PR #486, opened 2017-10-08
Log exceptions of reporters, instead of silent failure

markvandertol:
I've played with the new Kamon 1.0.0 RC and I tested creating my own reporter. There I found that exceptions created were silently discarded. This is how Futures work, when you don't have an onFailure afterwards or Try inside. To make it easier to debug when something goes wrong, I propose to always log unhandled exceptions from loggers.

Without this commit, there is only a log message for "failed to process a metrics tick". I've added the same kind of log message to the other invocations of Reporters.

### DIFF
--- a/kamon-core/src/main/scala/kamon/ReporterRegistry.scala
+++ b/kamon-core/src/main/scala/kamon/ReporterRegistry.scala
@@ -122,7 +122,13 @@ object ReporterRegistry {
         executionContext = ExecutionContext.fromExecutorService(executor)
       )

_What this task involves_
Report the lines above that contain "core".

_Solved problem_
--- a/kamon-core/src/main/scala/kamon/ReporterRegistry.scala
+++ b/kamon-core/src/main/scala/kamon/ReporterRegistry.scala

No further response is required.